## TASK OBJECTIVE
Could you give the records below again exactly as they stand?

## INFORMATION SUPPLIED
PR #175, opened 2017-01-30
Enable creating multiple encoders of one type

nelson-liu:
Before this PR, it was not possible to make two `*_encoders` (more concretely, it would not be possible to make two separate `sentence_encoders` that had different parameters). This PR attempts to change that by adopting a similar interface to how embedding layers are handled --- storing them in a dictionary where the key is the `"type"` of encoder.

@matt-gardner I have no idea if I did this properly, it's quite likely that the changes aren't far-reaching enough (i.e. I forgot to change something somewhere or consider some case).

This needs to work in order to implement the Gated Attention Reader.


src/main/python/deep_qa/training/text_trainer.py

## RESPONSE BELOW
PR #175, opened 2017-01-30
Enable creating multiple encoders of one type

nelson-liu:
Before this PR, it was not possible to make two `*_encoders` (more concretely, it would not be possible to make two separate `sentence_encoders` that had different parameters). This PR attempts to change that by adopting a similar interface to how embedding layers are handled --- storing them in a dictionary where the key is the `"type"` of encoder.

@matt-gardner I have no idea if I did this properly, it's quite likely that the changes aren't far-reaching enough (i.e. I forgot to change something somewhere or consider some case).

This needs to work in order to implement the Gated Attention Reader.


src/main/python/deep_qa/training/text_trainer.py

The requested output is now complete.